Written by Vered Smith, Science Writer
A paper has been published in Nature Genetics exploring the genetic associations of mild COVID-19, using self-reported survey responses.
The researchers surveyed patients who mostly had mild or no symptoms, and included household COVID-19 exposure as a high-risk measure. They used this to investigate susceptibility to COVID-19 infection, including comparing the genetics of exposed individuals who tested positive and exposed individuals who tested negative. The results from this study uncovered new variants that are protective against COVID-19.
The scientists used AncestryDNA (a commercial DNA testing service) as a platform for their survey with over 50 questions asking about the participants’ COVID-19 experience. Between April and August 2020, they collected data from 736,723 participants, and investigated the genetic associations of a range of COVID-19 phenotypes. They constructed four ‘established’ phenotypes that aligned with previously studied COVID-19 phenotypes, and another four ‘expanded’ phenotypes. They then conducted a trans-ancestry GWAS meta-analysis for each of the eight phenotypes.

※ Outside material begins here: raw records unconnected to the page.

PR #286, opened 2022-01-29
fix: fallback to node's gas price if API is down

mds1:
Current behavior: If https://api.txprice.com/ is down (like it is right now), mainnet ETH withdrawals are blocked because the call to their API fails and we do not handle that error

New behavior: Catch the error and fallback to using a gas price provided by the node. @apbendi feel free to rename `tryGetGasPrice` to `safeGetGasPrice` or any other method name you prefer

If https://api.txprice.com/ is no longer down at the time of testing, you may need to manually force `getGasPrice()` to throw to confirm the behavior works as expected


apbendi (approved):
Tested on Rinkeby by editing the chainId locally. Works properly and looks good. Thanks for the fast turn around.

PR #293, opened 2022-02-15
Arbitrum and Optimism support

mds1:
Marking this as ready for review, however the frontend has not yet been test much at all. That's next on my list, hoping to get to that tomorrow.

What's left before merging:
- [ ] Lots of frontend testing
- [x] Determine if we can fetch announcements from event logs on Arbitrum and Optimism. If not, disable using events as a fallback when the subgraph is down
    - [x] Optimism event logs do not work: `eth_getLogs and eth_newFilter are limited to a 10,000 blocks range`, so `fetchAllAnnouncementFromLogs` has been updated accordingly
    - [x] Arbitrum event logs do work
- [ ] Question for @apbendi and @davidlaprade: What changes, if any, do I need to make based on server-side changes around how we determine minimum send amounts?


tsconfig.settings.json
```diff
@@ -1,5 +1,6 @@
 {
     "compilerOptions": {
+      "skipLibCheck": true,
```
mds1, line 3: @wildmolasses Curious if you have any better solutions here, since I know you're not a fan of `skipLibCheck`. The problem was that `@types/mocha` and `@types/jest` have conflicting definitions, and since we need both running `yarn build` in the `umbra-js` package failed with the errors described here: https://stackoverflow.com/questions/55680391/typescript-error-ts2403-subsequent-variable-declarations-must-have-the-same-typ

Removing one of the two packages doesn't seem like a great option since we use Jest in the frontend and Mocha in the contracts/umbra-js packages

wildmolasses: [`skipLibCheck`](https://www.testim.io/blog/typescript-skiplibcheck/) is a code smell. we want to know about declaration errors whether they're in library code or our code, and resolve them where possible.

furthermore, codebases that consume a package using `skipLibCheck` must also use `skipLibCheck`

If possible, let's avoid `skipLibCheck`; here, we do it by separating the mocha and jest types via a nohoist declaration so that each subpackage has the relevant declaration file.

contracts/.solhint.json
```diff
@@ -3,11 +3,10 @@
   "plugins": ["prettier"],
```
apbendi, line 3: (Arbitrary comment location)

 First pass through testing on Optimism, Setup + Send worked flawlessly! 🎉 

First issue I hit was related to withdrawal, which failed with the following JSON-RPC error:

Screen Shot 2022-03-17 at 11 16 19 PM

contracts/.solhint.json
```diff
@@ -3,11 +3,10 @@
...
   "rules": {
```
apbendi, line 4: Another issue on withdrawal on Optimism:

The fee estimate is shown in scientific notation (maybe that's ok?) but when I click the button to edit it, I get an error:

Screen Shot 2022-03-17 at 11 18 01 PM

contracts/.solhint.json
```diff
@@ -3,11 +3,10 @@
...
     "code-complexity": ["error", 7],
```
apbendi, line 5: On Arbitrum, Setup worked w/o issue, but:

* The toast took 15+ seconds to change whereas the tx was shown as confirmed almost instantly on arbiscan
* After it was confirmed, in addition to seeing the toast saying it succeeded, I saw this error:

Screen Shot 2022-03-17 at 11 22 47 PM

The send did succeed, heres the tx: https://arbiscan.io//tx/0xbd34fa2b4fdf38cf8a27c677a7d11097b965c535ab03c0fbb63a974dcfaeee2e

apbendi: On the withdraw side, the fee estimation looks good:

Screen Shot 2022-03-17 at 11 27 27 PM

However clicking the button to edit it yields the precision related error:

Screen Shot 2022-03-17 at 11 25 46 PM

contracts/.solhint.json
```diff
@@ -3,11 +3,10 @@
...
-    "compiler-version": ["error", "^0.6.12"],
+    "compiler-version": ["warn", "^0.6.12"],
     "const-name-snakecase": "off",
```
apbendi, line 7: Finally, attempting to perform a withdrawal on Arbitrum fails with the following JSON RPC error:

Screen Shot 2022-03-17 at 11 27 27 PM

apbendi (commented):
Just did a first QA pass through and left comments. Setup, Send, and fund scanning all seemed to work (with one minor sending issue on Arbitrum but it still worked). Withdrawal is not working on either network yet. Really solid first pass given you haven't tested yet!

Just out of curiosity, how did you choose the order in the network dropdown?

apbendi:
Oh, one additional comment: I think if we go-live with just ETH then it's ok to leave the hardcoded min send amounts, and we can tackle using the new backend fields in a separate PR.

contracts/.solhint.json
davidlaprade: Yeah, I was going to say, the rounding on that fee estimate did not look correct. Seems like this is a bug

mds1:
> Just out of curiosity, how did you choose the order in the network dropdown?

In the `supportedChains` array in `models.ts`, we them by Chain ID, and that just carries over to the network selector dropdown. Open to changing it to be alphabetical or otherwise if you prefer

> I think if we go-live with just ETH then it's ok to leave the hardcoded min send amounts, and we can tackle using the new backend fields in a separate PR.

Cool, so I'll keep the `getMinSendAmount` as-is for now then until I hear from you otherwise depending on what we choose to go live with

contracts/.solhint.json
```diff
@@ -3,11 +3,10 @@
   "plugins": ["prettier"],
   "rules": {
     "code-complexity": ["error", 7],
-    "compiler-version": ["error", "^0.6.12"],
+    "compiler-version": ["warn", "^0.6.12"],
```
mds1, line 6: _(arbitrary comment location to start a thread)_

For Arbitrum and Optimism, let's make sure to test the advanced mode "send to standard pubkey" functionality using both EOAs that have sent transactions in the past and new EOAs

contracts/.solhint.json
mds1: From some quick google searches, it seems we'll have to write our own handling of very small numbers to avoid them being handled with scientific notation, which seems like a pain. For now I just pushed 8f2b392 which adds a failing test but perhaps we pull this into a separate issue?

mds1: Part of the issue here is that the 2.1e-8 fee that is being shown is just the L2 execution fee, but the L1 brings the fee total to roughly `0.00018`, which probably would not get shown as scientific notation. So we should update the confirm withdrawal modal to use the new `getEthSweepGasInfo` method from `Umbra.ts`, which returns a `txCost` value that should be shown

contracts/.solhint.json
mds1: I saw this the first time I tried, added a bunch of `console.log` statements for fancy debugging, then of course the second time it worked. I then changing my RPC to my own Alchemy one instead of the default https://mainnet.optimism.io, tried another send > withdraw, and that also worked. So I wonder if this was some temporary RPC flakiness? I sent 0.01 ETH which should be plenty of margin for Optimism gas prices. Can you try again and let me know what happens?

------------------------

Also, because we can't perfectly sweep ETH and leave a few cents of dust, after refreshing the page the table still thinks funds are not withdrawn because balance is non-zero. So we'll have to change how the "withdrawn" status is determined for Optimism/Arbitrum. Am I correct that token withdrawals will not leave dust, so this dust issue only applies to ETH withdrawals?

contracts/.solhint.json
```diff
@@ -3,11 +3,10 @@
   "plugins": ["prettier"],
   "rules": {
     "code-complexity": ["error", 7],
-    "compiler-version": ["error", "^0.6.12"],
```
mds1, line 6: It seems the received funds are not sorted properly. You can see the most recently received funds are at the bottom, but they should be at the top

image

contracts/.solhint.json
mds1: That same `toPrecision() argument must be between 1 and 100` error shows up when clicking the edit button on Optimism also

contracts/.solhint.json
mds1: Re (1), I have now seen it again. I just pushed 70d8436 which I _think_ may fix it, but need to test a few more times. If that doesn't work, we probably just need to add some padding to the txCost estimate. Relevant Optimism docs: [1](https://community.optimism.io/docs/developers/build/transaction-fees/), [2](https://community.optimism.io/docs/developers/build/transaction-fees/#insufficient-funds), [3](https://community.optimism.io/docs/guides/wallet-dev/#sending-max-eth)

contracts/.solhint.json
mds1: > The toast took 15+ seconds to change whereas the tx was shown as confirmed almost instantly on arbiscan

This seems to happen sometimes on Optimism too. I'd guess the issue is either that the default provider config [we use](https://github.com/ScopeLift/umbra-protocol/blob/a71af1425c497c046a960ca0dea4e6fc31a51d7e/frontend/src/utils/alerts.ts#L71) to monitor tx status may not be polling frequently enough, or on L2s it waits for additional confirmations, but need to look more into it

contracts/.solhint.json
mds1: I think you forgot to show the JSON RPC error here

apbendi: Ahh, you're right. Sorry about that. Whatever the error was, it didn't occur on my latest test. I was able to do a withdrawal. However, it seems our "sweeping" algorithm needs some work. I had sent 0.01 ETH, and it [left behind](https://arbiscan.io/address/0x2973a807ea703c750fa38e9a43409fbe23ceeb8e) more than half in the stealth address.

contracts/.solhint.json
apbendi: Got it. Yeah, I'm not even sure we'd want to show a number like 2.1e-8 as `0.00000002.1`, it would end up looking pretty goofy anyway. But if the real fee is actually higher, we should show be showing that anyway, which sounds like it fixes the scientific notation problem.

contracts/.solhint.json
apbendi: Still seeing this error attempting a withdrawal on Optimism:

Screen Shot 2022-03-19 at 9 05 05 AM

mds1: This should now be resolved with 4788b35

contracts/.solhint.json
mds1: The fee should now be properly displayed as of 4788b35, but I still need to fix the edit button

contracts/.solhint.json
mds1: > On Arbitrum, Setup worked w/o issue, but:
> - After it was confirmed, in addition to seeing the toast saying it succeeded, I saw this error:

I was not able to reproduce this. @apbendi if you know how let me know. Worth noting that I have metamask configured to use Alchemy RPC's over default ones because it's less flaky and more reliable

mds1:
Ok everything above should be fixed with any exceptions listed in the below todos. All of these can optionally be separate issues/PRs if we prefer since they aren't critical to getting this merged/deployed

- [ ] Withdraw button should show loading spinner/disabled: There's a delay from async calls between clicking withdraw and seeing the modal, so we should disable the button in that time
- [ ] Fix table sorting: It seems sometimes the table is sorted in reverse
- [ ] RPC tx confirmation detection times seem variable: Sometimes detection of tx confirmation on optimism/arbitrum is  instant, other times it takes up to 15 seconds. There seems to be no correlation between the tx action and time, so I suspect this is RPC/sequencer related and likely not much we can do about it, but worth looking into a bit

contracts/.solhint.json
apbendi: Have not seen this on either network in my testing 👍

contracts/.solhint.json
apbendi: Looks good 👍

contracts/.solhint.json
apbendi: * toPrecision error is gone
* Not seeing the unsupported block number error anymore, at least in today's testing 🤷‍♂️ 
* Understood on the toast issue— we can tackle that separately I think

contracts/.solhint.json
apbendi: No RPC errors and Arbitrum withdrawals now leave very little dust 👍

contracts/.solhint.json
apbendi: So weird. I saw this a bit testing last week, but can't reproduce it today. My guess is it's a race-condition issue of some kind, and related to web workers. I think make an issue for this one and we can tackle it at some point later.

contracts/.solhint.json
apbendi: > functionality using both EOAs that have sent transactions in the past and new EOAs

When you say "new EOAs" here do you mean making sure that EOAs that have never sent a tx cannot receive an advanced mode tx? If so, I confirmed this is the case.

I also tested Advanced Mode on both networks with an account that sent its first tx on both networks today. Both worked as expected without issue!

contracts/.solhint.json
```diff
@@ -3,11 +3,10 @@
...
+    "compiler-version": ["warn", "^0.6.12"],
     "const-name-snakecase": "off",
     "constructor-syntax": "error",
     "func-visibility": ["error", { "ignoreConstructors": true }],
```
apbendi, line 9: (arbitrary comment location)

The rounding doesn't properly show the toll in the total on the send page. Maybe if we use the same rounding function used on the withdrawal page for fees, we'll get what we need here?

Screen Shot 2022-03-25 at 4 26 40 PM

contracts/.solhint.json
```diff
@@ -3,11 +3,10 @@
   "plugins": ["prettier"],
   "rules": {
     "code-complexity": ["error", 7],
-    "compiler-version": ["error", "^0.6.12"],
+    "compiler-version": ["warn", "^0.6.12"],
     "const-name-snakecase": "off",
     "constructor-syntax": "error",
```
apbendi, line 8: (arbitrary location)

There seems to be an edge case when you have both a long network name (Arbibtrum One) and a long ENS name, the wrapping gets weird and thrown off for both of them. Not sure how hard of a fix this one is but if it's possible to fix easily we should— otherwise issue is fine.

Screen Shot 2022-03-25 at 4 51 28 PM

apbendi (commented):
Did a bunch of testing and it was quite rock solid. Most issues resolved, and things working fast and as expected. Left a couple small things I noticed, but otherwise it feels good.

As for the remaining issues you identified:

> Withdraw button should show loading spinner/disabled: There's a delay from async calls between clicking withdraw and seeing the modal, so we should disable the button in that time

Hmm yeah, this feels like it would be straightforward and if there was an issue that caused the response to be delayed, it would be nice to have it in place. If it's pretty quick maybe we bang it out. If it's more complicated than it seems then issue is OK.

> Fix table sorting: It seems sometimes the table is sorted in reverse

Weird, I've seen this before, but now can't reproduce. Do you have a consistently reproduce-able case? I'll do some more testing to try to get to the bottom of it. If not, an issue seems fine for now. Since it might be a race condition it could be tricky to figure out.

> RPC tx confirmation detection times seem variable: Sometimes detection of tx confirmation on optimism/arbitrum is instant, other times it takes up to 15 seconds. There seems to be no correlation between the tx action and time, so I suspect this is RPC/sequencer related and likely not much we can do about it, but worth looking into a bit

I think an issue is fine for this one

contracts/.solhint.json
mds1: > I also tested Advanced Mode on both networks with an account that sent its first tx on both networks today. Both worked as expected without issue!

Ok great! We should also test advanced mode with an EOA that has sent txs as long ago as possible, without recent ones, to test the opposite case (in case there's new/old tx types on either network)—and then this would cover the "EOA tests" my unclear comment referred to. This may not be too practical depending on our past usages

contracts/.solhint.json
mds1: Tracking in https://github.com/ScopeLift/umbra-protocol/issues/316

mds1:
> Withdraw button should show loading spinner/disabled: There's a delay from async calls between clicking withdraw and seeing the modal, so we should disable the button in that time

This was surprisingly tedious, because we (in my opinion, and this is my fault) rely too much on passing props between some tightly coupled components. Trying to do this with props probably would have been messy, so I created a new store called `statuses` which we can use over time to gradually migrate passing of state/statuses like this to a shared store. Implemented in 5df94b3

contracts/.solhint.json
mds1: Just pushed a81667f which makes the header columns floating width instead of fixed fractions of browser width. Seems to fix the issue for me

davidlaprade:
I'm going to push another improvement to rounding (hopefully the last we need).

Late yesterday I realized that the reason why rounding has been so challenging is because we've been leaving out an important piece of information: the subtotal. You really can't know the correct number of decimals and sig-figs to show unless you know the number of decimals and sig-figs for all operands in the equation.

Intuitively, when you're looking at basic arithmetic, you increase the precision of the resulting number to the precision of the most precise operand, and sometimes that is the larger number (in our case: the subtotal), e.g.

```
  12.001   (subtotal)
+  0.01    (fee)
  ======
  12.011   (total, gets its precision from the subtotal)
```

davidlaprade:
Okay, here's the new rounding in action:

better-frontend-native-token-rounding

contracts/.solhint.json
apbendi: hey @davidlaprade, rounding is looking great here, but now on the send page, if I type a decimal w/o the leading zero, I get an error. This seems to be a regression.

Screen Shot 2022-04-01 at 1 31 05 PM

Screen Shot 2022-04-01 at 1 31 25 PM

davidlaprade: Nice catch, thanks! Fixed with https://github.com/ScopeLift/umbra-protocol/pull/293/commits/227c5e8ba03799e35473b83379477404eab2d501

davidlaprade:
@mds1 

> Question for @apbendi and @davidlaprade: What changes, if any, do I need to make based on server-side changes around how we determine minimum send amounts?

My feeling is that you can just hardcode the minimums (0.01 ETH for both networks) and we can take care of this when we switch over to backend estimations in another PR

contracts/.solhint.json
apbendi: Working now, thanks @davidlaprade

contracts/.solhint.json
apbendi: I tested out what happens if you try to send to an account that has never sent a transaction, except for receiving funds over the bridge. (0x22222B7C879e6c09690d1E5Eb10437E68987882c)

On Optimism, it simply says this account has never done a txn, which is good.

On Arbitrum, you get this validation error:

Screen Shot 2022-04-01 at 5 04 16 PM

As long as we feel confident this will always be what happens for such addresses, I think it's fine. It's an edge case, and users are not able to send funds so there's no harm. What do you think @mds1?

mds1: Just pushed ad9f879, so pub key recovery will now work on Arbitrum. Details on the limitations and future improvements to remove those limitations is being tracked in https://github.com/ScopeLift/umbra-protocol/issues/320

mds1: Should be fixed with 1df8b62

Analysis of Previously Associated SNPs
The researchers investigated the association between 12 independent SNPs identified as COVID-19 risk loci in recent COVID-19 meta-analyses, and the eight phenotypes. Eight of the 12 SNPs were replicated in at least one of the phenotypes, confirming that their phenotyping results based on self-reported studies were valid.
Associations near ABO, the gene that determines blood type, have been observed in several COVID-19 GWASs. In this study, the main ABO SNP (rs505922) was replicated in all four susceptibility phenotypes and one severity phenotype, verifying it as a genuine susceptibility gene.
Additionally, three previously identified signals in the chr3p21 LZTFL1/SLC6A20 region were independently associated with a different set of phenotypes. The scientists suggested that variation in this region might affect several aspects of COVID-19 susceptibility and severity, and might represent an ‘allelic series’ between genetic variation and disease phenotype.
Genome-wide Discovery Analysis
In their genome-wide analysis, they found three of the ‘expanded’ phenotypes identified a larger proportion of minor alleles with protective effects, whereas the ‘established’ phenotypes identified a larger proportion of minor alleles with risk effects. This is important, as protective loss-of-function variants are good drug targets because their effects can be pharmacologically imitated.
Future studies using mild self-reported symptoms to investigate the full profile of COVID-19 may provide insights into the mechanisms of susceptibility and severity, and enable the discovery of new therapeutic targets.